The NYTimes has been on a tear against charter schools. On Tuesday, they printed what the American Federation of Teachers handed them. Nice job of carrying water, guys. Rod Paige replied on the Dept of Ed website. The Times reporter who had handled the AFT folder two days ago responded with some misleading quotes.

Eduwonk has posted on the subject, observing, "most of the charters are new" and "charters tend to serve the most at-risk and struggling students." New schools need a shake-down, "so this data is better considered as baseline data rather than some sort of final evaluation." Serving the most at-risk and struggling students has two effects. One the one hand, shedding some of the toughest students will bouy the public school numbers, on the other hand, the charters are producing comparable numbers with those students. Though the Times claims there is a difference, and highlights that with a chart, the AFT analysis of the Dept of Ed data admits, "when one controls the grade 4 data for race it turns out there is no statistically significant difference between charter schools and other public schools." The Times intentionally states the opposite, and does so wrongly.
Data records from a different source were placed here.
PR #2927, opened 2022-11-09
[FIX] deploy: wsgi application entrypoint moved

Julien00859:
The wsgi application entrypoint moved during the httpocalypse. Some clients don't use the odoo builtin wsgi server and have troubles upgrading from 15.0 to 16.0 because the `odoo.service.wsgi_server` module doesn't exist anymore.

https://github.com/odoo/odoo/pull/105434

### DIFF
--- a/content/administration/install/deploy.rst
+++ b/content/administration/install/deploy.rst
@@ -352,6 +352,11 @@ However the WSGI server will only expose the main HTTP endpoint for the web
 client, website and webservice API. Because Odoo does not control the creation
 of workers anymore it can not setup cron or livechat workers
 
+.. versionchanged:: 16.0
+
+   The application entry-point has been moved from
+   ``odoo.service.wsgi_server.application`` to ``odoo.http.root``.
+
 Cron Workers
 ------------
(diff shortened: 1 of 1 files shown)


Gorash (approved):

Julien00859:
@robodoo r+

Feyensv (approved):
@robodoo r+

AntoineVDV:
@robodoo r-

AntoineVDV (changes requested):
Hello, I really don't think this is the place to mention a path change that is not referenced in the paragraphs above. I feel like this is a bandage for a missing deprecation warning, an upgrade changelog, or similar.

The user documentation should neither be formatted as a changelog nor dispense upgrade advises. Instead, we should rather keep it factual and up-to-date: on a given version (here 15.3), this deployment guide should give the required steps, no more no less.

Julien00859:
We restored the `wsgi_server` module with its `application` function with a deprecation warning. The deprecation warning replaces the `versionchanged` of this PR

PR #243, opened 2021-10-19
Home work

Noct2000:


src/main/java/core/basesyntax/service/ReportCreatorImpl.java
```diff
@@ -0,0 +1,24 @@
+package core.basesyntax.service;
+
+import java.util.Map;
+
+public class ReportCreatorImpl implements ReportCreator {
+    private static final String COLUMN_NAMES = "fruit,quantity";
+    private static final String SEPARATOR = ",";
```
RomanDubovskyi, line 7: this constant is duplicated, make it public in the class that is related to it the most and reuse existing one in other classes

PR #245, opened 2021-11-09
Wrote an assignment jv-fruit-shop.

ASelivonchyk:
- made dao package with ResourcesDao, that response for reading and writing to resources, and StorageDao, that response for working with Storage;
- made db package, that contain fruit storage;
- made OperationStrategy, that response for working with different type op daile operations;
- in package Sevice made ReportService to work with report and StorageService that work with Storage;
- made Validator to validate input files;


MaliukDaria (approved):
Выглядит круто, молодец 🚀

PR #252, opened 2021-11-21
1st commit for fruit-shop

mykolaskrypka:


src/main/java/core/basesyntax/service/ReaderServiceImpl.java
```diff
@@ -0,0 +1,22 @@
...
+import java.io.IOException;
+import java.util.List;
+import java.util.stream.Collectors;
+
+public class ReaderServiceImpl implements ReaderService {
+
+    @Override
+    public List<String> readFromFile(String filePath) {
+        File file = new File(filePath);
+        try {
```
MaliukDaria, line 15: lets use try with resourses here(same in ReportServiceImpl)

src/main/java/core/basesyntax/model/Fruit.java
```diff
@@ -0,0 +1,26 @@
+package core.basesyntax.model;
+
+public class Fruit {
+    private int count;
```
MaliukDaria, line 4: I dont think we should store fruit count in Fruit class. We can create some another model smth like TransactionDto, that wil have fruit, operation and quantity. We can parse input file in List<TransactionDto> and perform operations on it

src/main/java/core/basesyntax/db/Storage.java
```diff
@@ -0,0 +1,13 @@
+package core.basesyntax.db;
+
+import core.basesyntax.model.Fruit;
+import java.util.ArrayList;
+import java.util.List;
+
+public class Storage {
+    private static List<Fruit> fruitsStore = new ArrayList<>();
```
MaliukDaria, line 8: I think its better to store fruits in Map<Fruit, Integer> where we can store fruits and it's quantuty

MaliukDaria (changes requested):

src/main/java/core/basesyntax/service/impl/ReaderServiceImpl.java
```diff
@@ -0,0 +1,23 @@
...
+import java.io.FileReader;
+import java.io.IOException;
+import java.util.List;
+import java.util.stream.Collectors;
+
+public class ReaderServiceImpl implements ReaderService {
+
+    @Override
+    public List<String> readFromFile(String filePath) {
+        try {
```
MaliukDaria, line 15: lets use try with resourses here(same in ReportServiceImpl) https://www.baeldung.com/java-try-with-resources

src/main/java/core/basesyntax/service/impl/ReportServiceImpl.java
```diff
@@ -0,0 +1,32 @@
...
+                .append(kv.getKey().getName())
+                .append(",")
+                .append(kv.getValue())
+                .append(System.lineSeparator()));
+        return stringBuilder.toString();
+    }
+
+    @Override
+    public void writeReport(String report, String fileName) {
+        try {
```
MaliukDaria, line 24: lets use try with resourses here https://www.baeldung.com/java-try-with-resources

MaliukDaria (changes requested):

src/main/java/core/basesyntax/service/impl/ReaderServiceImpl.java
mykolaskrypka: Дякую за посилання)

MaliukDaria (approved):

PR #296, opened 2022-01-17
Hw solid main

maxkmaxk:


src/main/java/core/basesyntax/HelloWorld.java
```diff
@@ -1,8 +1,69 @@
...
+import core.basesyntax.strategy.TransactionHandler;
+import java.util.HashMap;
+import java.util.List;
+import java.util.Map;
+import java.util.stream.Collectors;
+
 /**
  * Feel free to remove this class and create your own.
  */
 public class HelloWorld {
```
MaliukDaria, line 31: Lets rename this class to MainApp or smth like this

src/main/java/core/basesyntax/dao/FruitDao.java
```diff
@@ -0,0 +1,10 @@
+package core.basesyntax.dao;
+
+import core.basesyntax.model.Fruit;
+import java.util.Optional;
+
+public interface FruitDao {
+    public Optional<Fruit> get(String name);
```
MaliukDaria, line 7: we don't need to specify public access modifier here, all abstract interface methods are public by default (same in other places)

src/main/java/core/basesyntax/model/Transaction.java
```diff
@@ -0,0 +1,25 @@
+package core.basesyntax.model;
+
+public class Transaction {
+    private final TransactionType type;
+    private final String fruitName;
+    private final int value;
```
MaliukDaria, line 6: not informative field name - `value`

src/main/java/core/basesyntax/service/TransactionService.java
```diff
@@ -0,0 +1,7 @@
+package core.basesyntax.service;
+
+import core.basesyntax.model.Transaction;
+
+public interface TransactionService {
+    void accept(Transaction transaction);
```
MaliukDaria, line 6:
```suggestion
    void apply(Transaction transaction);
```

src/main/java/core/basesyntax/db/FruitsData.java
```diff
@@ -0,0 +1,8 @@
+package core.basesyntax.db;
+
+import java.util.HashMap;
+import java.util.Map;
+
+public final class FruitsData {
+    public static final Map<String, Integer> fruitMap = new HashMap<>();
```
MaliukDaria, line 7: Maybe it's better to Store Fruits here, as your Fruit model has name and quantity?

src/main/java/core/basesyntax/model/Fruit.java
```diff
@@ -0,0 +1,27 @@
+package core.basesyntax.model;
+
+public class Fruit {
+    private final String name;
+    private int amount;
+
+    public Fruit(String name) {
+        this(name, 0);
+    }
```
MaliukDaria, line 9:
```suggestion
    public Fruit(String name) {
        this.name = name;
    }
```

src/main/java/core/basesyntax/service/impl/FruitsConsumerCsv.java
```diff
@@ -0,0 +1,28 @@
...
+    private final String filePath;
+
+    public FruitsConsumerCsv(String filePath) {
+        this.filePath = filePath;
+    }
+
+    @Override
+    public void accept(List<Fruit> fruits) {
+        FileUtils.writeFile(fruitsToCsvRows(fruits), filePath);
+    }
```
MaliukDaria, line 19: You have `FruitsConsumer` class with the `accept()` method, that writes data to file. Let's somehow rename the class and method, because it is not obvious from their names what exactly they do.

src/main/java/core/basesyntax/service/impl/FruitsConsumerCsv.java
```diff
@@ -0,0 +1,28 @@
...
+
+    private List<String> fruitsToCsvRows(List<Fruit> fruits) {
```
MaliukDaria, line 21: Methods names should starts from verbs

src/main/java/core/basesyntax/service/impl/TransactionServiceImpl.java
```diff
@@ -0,0 +1,29 @@
...
+    private final Map<TransactionType, TransactionHandler> strategyMap;
+
+    public TransactionServiceImpl(FruitDao fruitDao,
+                                  Map<TransactionType, TransactionHandler> strategyMap) {
+        this.fruitDao = fruitDao;
+        this.strategyMap = strategyMap;
+    }
+
+    @Override
+    public void accept(Transaction transaction) {
```
MaliukDaria, line 22:
```suggestion
    public void apply(Transaction transaction) {
```

src/main/java/core/basesyntax/service/impl/TransactionsSupplierCsv.java
```diff
@@ -0,0 +1,31 @@
...
+
+public class TransactionsSupplierCsv implements TransactionsSupplier {
+    private final String filePath;
+
+    public TransactionsSupplierCsv(String filePath) {
+        this.filePath = filePath;
+    }
+
+    @Override
+    public List<Transaction> get() {
```
MaliukDaria, line 17: Let's pass filePath as incoming parameter. `get()` it's not informative method name(this method actually reads the data from the file and parse it to some Transaction)

MaliukDaria (changes requested):

src/main/java/core/basesyntax/db/FruitsData.java
maxkmaxk: Yes, and it's already like that

src/main/java/core/basesyntax/service/impl/FruitsConsumerCsv.java
maxkmaxk: It's implementation of interface method, this one implementation accept fruits to write to csv, but we can ...use another implementation with different destination (write to DB, send by email etc.). About class name,  - supposed it's fruits consumer which write to CSV.

src/main/java/core/basesyntax/service/impl/TransactionsSupplierCsv.java
maxkmaxk: it's interface method, interface don't know from where we take transactions

src/main/java/core/basesyntax/db/FruitsData.java
maxkmaxk: FruitDaoImpl
    public void put(Fruit fruit) {
        FruitsData.fruitMap.put(fruit.getName(), fruit.getAmount());
    }

Sorry, i don't know how to quote code here

src/main/java/core/basesyntax/service/impl/TransactionsSupplierCsv.java
maxkmaxk: It's implementation of TransactionSupplier interface (data could be taken from different sources)

src/main/java/core/basesyntax/db/FruitsData.java
MaliukDaria, line 7:
```suggestion
    public static final List<Fruit> fruits = new HashMap<>();
```

Я имею ввиду так

src/main/java/core/basesyntax/service/impl/TransactionsSupplierCsv.java
MaliukDaria: Не важно это метод интерфейса или нет, лучше пусть метод принимает на вход путь к файлу(для этого нужно переписать метод самого интерфейса). У тебя не очень информативное название для метода get(), без контекста не ясно что он делает. Давай переименуем его на getTransactionsFromFile или что-то в этом духе

MaliukDaria (changes requested):

MaliukDaria (approved):
Good job👍🏻

PR #303, opened 2022-02-04
first test version (dont check)

LinkClink:


src/main/java/fruitshop/Application.java
```diff
@@ -0,0 +1,51 @@
...
+public class Application {
+    private static final WriteDataToStorageService writeDataService = new WriteDataToStorageImpl();
+    private static final FileReadServiceImpl fileReadService
+            = new FileReadServiceImpl(writeDataService);
+    private static final FileWriteServiceImpl fileWriteService = new FileWriteServiceImpl();
+    private static final ProcessDataImpl processData = new ProcessDataImpl();
+    private static final GenerateReportDataImpl generateReportData = new GenerateReportDataImpl();
+    private static final TransactionStorage transactionStorage = new TransactionStorage();
+    private static final ReportStorage reportStorage = new ReportStorage();
+    private final Map<Operation, StrategyService> operationsMap = new HashMap<>();
```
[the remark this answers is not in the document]
Sasha-Bachynskyi: let mentor resolve it

input.csv
```diff
@@ -0,0 +1,9 @@
+type,fruit,quantity
+b,banana,20
+b,apple,100
+s,banana,100
+p,banana,13
+r,apple,10
+p,apple,20
+p,banana,5
+s,banana,50
```
Sasha-Bachynskyi, line 9: you should store your files in folder "resources"

Sasha-Bachynskyi (approved):
looks good to me

input.csv
LinkClink: ok

src/main/java/fruitshop/Application.java
```diff
@@ -0,0 +1,51 @@
...
+import fruitshop.strategy.SubtractionHandler;
+import java.util.HashMap;
+import java.util.Map;
+
+public class Application {
+    private static final WriteDataToStorageService writeDataService = new WriteDataToStorageImpl();
+    private static final FileReadServiceImpl fileReadService
+            = new FileReadServiceImpl(writeDataService);
+    private static final FileWriteServiceImpl fileWriteService = new FileWriteServiceImpl();
+    private static final ProcessDataImpl processData = new ProcessDataImpl();
```
AlexRozv, line 24:
```suggestion
    private static final FileWriteService fileWriteService = new FileWriteServiceImpl();
    private static final ProcessData processData = new ProcessDataImpl();
```

let's initialize our services using interfaces, do the same everywhere

src/main/java/fruitshop/service/data/ProcessDataService.java
```diff
@@ -0,0 +1,11 @@
...
+
+import fruitshop.model.FruitTransaction;
+import fruitshop.model.Operation;
+import fruitshop.strategy.StrategyService;
+import java.util.List;
+import java.util.Map;
+
+public interface ProcessDataService {
+    void process(List<FruitTransaction> list, Map<Operation, StrategyService> operationsMap);
+}
```
AlexRozv, line 11: instead of passing operationMap to this method, it is better to create OperationStrategy class that will just contain this map that should be passed using constructor and method get() that will return specific StrategyService (it's better to rename it to OperationHandler)

when you do this you don't have to pass this map here and you can just create an instance of a strategy inside the method and get the needed StrategyService to process the transaction

AlexRozv (changes requested):

src/main/java/fruitshop/service/data/ProcessDataService.java
LinkClink: understood

AlexRozv (approved):
well done ✅

PR #304, opened 2022-02-07
new fruitShop was created, I`m waiting for your comments

PavloHeorh:


src/main/java/core/basesyntax/service/strategy/SubtractOperationHandler.java
```diff
@@ -0,0 +1,20 @@
+package core.basesyntax.service.strategy;
+
+import core.basesyntax.db.Storage;
+import core.basesyntax.model.DailyActivity;
+import core.basesyntax.model.Fruit;
+
+public class SubtractOperationHandler implements OperationHandler {
+    @Override
+    public boolean operation(DailyActivity dailyActivity) {
```
RomanDubovskyi, line 9: if you always return true by default, you can make the method return void to return false instead of throwing an exception

src/main/java/core/basesyntax/service/impl/DataWriterImpl.java
```diff
@@ -0,0 +1,20 @@
...
+import core.basesyntax.service.DataWriter;
+import java.io.IOException;
+import java.nio.file.Files;
+import java.nio.file.Path;
+import java.util.List;
+
+public class DataWriterImpl implements DataWriter {
+
+    @Override
+    public boolean writeDataToFile(List<String> list, String filename) {
```
RomanDubovskyi, line 12: same here with the boolean return type

src/main/java/core/basesyntax/service/impl/DataWriterImpl.java
```diff
@@ -0,0 +1,20 @@
...
+        try {
+            Files.write(Path.of(filename), list);
+            return true;
+        } catch (IOException e) {
+            throw new RuntimeException("Can`t write data to file");
```
RomanDubovskyi, line 17:
```suggestion
            throw new RuntimeException("Can`t write data to file " + fileName);
```
to make a message more informative I would recommend to add some kind of identifier of where the problem occurred

src/main/java/core/basesyntax/service/impl/DataWriterImpl.java
RomanDubovskyi, line 12:
```suggestion
    public boolean writeDataToFile(List<String> list, String fileName) {
```
use camelCase for naming

RomanDubovskyi (changes requested):
GJ, left minor comments

src/main/java/core/basesyntax/service/strategy/SubtractOperationHandler.java
PavloHeorh: but, l thought it`s much better to create methods with return type(at least boolean) to avoid troubles during testing of this method

Resci (approved):

PR #307, opened 2022-02-09
created FruitShop which make balance report

liliia-ponomarenko:


src/main/java/core/basesyntax/MainFruitStorage.java
```diff
@@ -0,0 +1,44 @@
...
+    private static final String INPUT_FILE_PATH = "src/main/resources/input_report.csv";
+    private static final String REPORT_FILE_NAME = "src/main/resources/output_report.csv";
+
+    public static void main(String[] args) {
+        Map<FruitTransaction.Operation, OperationService> operationServiceMap = new HashMap<>();
+        operationServiceMap.put(FruitTransaction.Operation.BALANCE, new BalanceOperationService());
+        operationServiceMap.put(FruitTransaction.Operation.SUPPLY, new SupplyOperationService());
+        operationServiceMap.put(FruitTransaction.Operation.PURCHASE,
+                new PurchaseOperationService());
+        operationServiceMap.put(FruitTransaction.Operation.RETURN, new ReturnOperationService());
```
sviat-h, line 32: I think you should to extract map initialization from main method to improve readability

src/main/java/core/basesyntax/db/Storage.java
```diff
@@ -0,0 +1,9 @@
+package core.basesyntax.db;
+
+import core.basesyntax.model.Fruit;
+import java.util.HashMap;
+import java.util.Map;
+
+public class Storage {
+    public static final Map<Fruit, Integer> fruitBalance = new HashMap<>();
```
sviat-h, line 8: I think this field should be private

src/main/java/core/basesyntax/service/DataProcessingService.java
```diff
@@ -0,0 +1,8 @@
+package core.basesyntax.service;
+
+import core.basesyntax.model.FruitTransaction;
+import java.util.List;
+
+public interface DataProcessingService {
+    void processingDate(List<FruitTransaction> date);
```
sviat-h, line 7:
```suggestion
    void processingData(List<FruitTransaction> data);
```

src/main/java/core/basesyntax/service/impl/DataProcessingServiceImpl.java
```diff
@@ -0,0 +1,25 @@
...
+
+public class DataProcessingServiceImpl implements DataProcessingService {
+    private final OperationStrategy operationStrategy;
+
+    public DataProcessingServiceImpl(OperationStrategy operationStrategy) {
+        this.operationStrategy = operationStrategy;
+    }
+
+    @Override
+    public void processingDate(List<FruitTransaction> date) {
```
sviat-h, line 18:
```suggestion
    public void processingData(List<FruitTransaction> data) {
```

sviat-h (approved):

src/main/java/core/basesyntax/model/FruitTransaction.java
```diff
@@ -0,0 +1,65 @@
+package core.basesyntax.model;
+
+public class FruitTransaction {
+    private static final String BALANCE_MARKING = "b";
+    private static final String SUPPLY_MARKING = "s";
+    private static final String PURCHASE_MARKING = "p";
+    private static final String RETURN_MARKING = "r";
```
AlexRozv, line 7: we don't need it here, see the next comment to understand how to implement it

src/main/java/core/basesyntax/model/FruitTransaction.java
```diff
@@ -0,0 +1,65 @@
...
+                return Operation.BALANCE;
+            case SUPPLY_MARKING :
+                return Operation.SUPPLY;
+            case RETURN_MARKING :
+                return Operation.RETURN;
+            default:
+                return Operation.PURCHASE;
+        }
+    }
+
```
AlexRozv, line 28: let's move this method inside the enum and let's not use switch case there 

look at the method fromString on screenshot
Screenshot 2022-02-18 at 10 48 23

src/main/java/core/basesyntax/strategy/OperationService.java
```diff
@@ -0,0 +1,7 @@
+package core.basesyntax.strategy;
+
+import core.basesyntax.model.FruitTransaction;
+
+public interface OperationService {
+    void processOperation(FruitTransaction fruitTransaction);
+}
```
AlexRozv, line 7: it's better to rename it to OperationHandler and do the same for its implementations, this way will keep our naming consistent and stick to the strategy pattern

AlexRozv (changes requested):

src/main/java/core/basesyntax/model/FruitTransaction.java
liliia-ponomarenko: Thanks, I couldn't  find a good way to realize this method )

AlexRozv (approved):
good job 👍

I detect a sleeper issue here that was mentioned almost in passing by Bill Bennett on his radio show this morning. The Times notes that charter schools are "hailed as a free-market solution ... to moribund public schools." They later note, as if its a bad thing, "Around the country, more than 80 charter schools were forced to close, largely because of questionable financial dealings and poor performance." Put out a hurrah. When charter schools fail, they get shut down. When public schools fail they blame someone else and demand more money. This is what free market solutions means. Not that a privatly run school is better (I'm not a fan of corporate schools, I'd prefer committed principals and teachers who share a vision to hang out a shingle) but that in a market place, success succeeds and failure fails.

Hardly surprising, the Center for Education reform has a different take on the data compared to the American Federation of Teachers and the faculty of teacher's colleges.